Thanks for the response and apologies for the delay in my reply. So, with the docker version,. for the coumarin example where the previous times were

-np 1 367s

-np2 205s

-np4 593s

-np8 244s

With the docker version I get:

MYNPROC=2 310s

MYNPROC=4   124s

MYNPROC=8   60s

so a factor of about 3 speedup compared to the previous best case.

With strychnine I get 

MYNPROC=2 5850s

MYNPROC=4   2358s

MYNPROC=8   1229s

So 2 processors is surprisingly slow, but with 8 processors I get at least a factor 2 speedup compared to the best case with the operating system version of NWchem, and going from 4 to 8 

gives essentially exactly a factor 2 as expected.

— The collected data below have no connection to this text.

Issue #538, opened 2016-12-23
Kill Guava Optionals and convert to Java 8 Optional


raphaelbauer:
Complexity: Small

Replace all Guava Optionals with Java 8 Optional. Should be straightforward.

bazi:
Done!

raphaelbauer:
Merged. Thanks for your contribution!

PR #550, opened 2016-12-25
Convert Guava `Optional` to standard Java 8 `Optional`

bazi:
PR for issue #538.
Please note that Guava dependency is removed from `ninja-core` module but it still lives in parent module (in case we need it future releases). Yeah, only `Optional` was being used from Guava.

### DIFF
--- a/ninja-core/pom.xml
+++ b/ninja-core/pom.xml
@@ -123,12 +123,6 @@
             <artifactId>freemarker-gae</artifactId>
         </dependency>
 
-        <!-- guava is just cool -->
-        <dependency>
-            <groupId>com.google.guava</groupId>
-            <artifactId>guava</artifactId>
-        </dependency>
-
         <!-- Needed for Hex transforms (security, cookies) and more... -->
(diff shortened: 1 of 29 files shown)


raphaelbauer:
Very nice! I am currently out of office and will merge first week of January... 👍

ninja-core/pom.xml
```diff
@@ -123,12 +123,6 @@
             <artifactId>freemarker-gae</artifactId>
         </dependency>
 
-        <!-- guava is just cool -->
-        <dependency>
-            <groupId>com.google.guava</groupId>
```
raphaelbauer, line 128: interesting that we don't need guava any more...

raphaelbauer: This may break stuff for some users. On the other hand. Less libraries less problems. Removing guava is ok. We can re-add it if there are grave issues...

raphaelbauer:
Added changelog.md. Thanks for your contribution!

PR #553, opened 2017-01-03
File Upload Clarification

drowe:
Added clarification about using the new way, in the event people (like myself) miss the bit about the default being 'NoFileItemProvider'.


raphaelbauer:
Nice! Thanks for your contribution!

However, I'm slightly confused about running the docker version. It seems that you have to put a compose file in whatever directory you want to work in, and then 

start the container, then run the job (I guess at this point if you have multiple jobs in the same directory you can run them sequentially here) and then shut down the container 

before you move to another directory and repeat the process. Is this right? I might want to incorporate this into a wider workflow

Also as note for others, the default compose file had a small number for the shared memory (shmem) size (512mb), and with nontrivial molecules it was crashing on running out of shared memory.

Increasing this setting solved the problem, eg changing to :

shm_size: 8gb 

Thanks for your assistance with this, it's much appreciated!

[Edoardo Aprà]

I have modified the content of compose.yaml so that you should be able to run in any directory you want, without the previous constraint of remaining in the same directory where compose.yml was initially located.
Please let me know if this address your problem.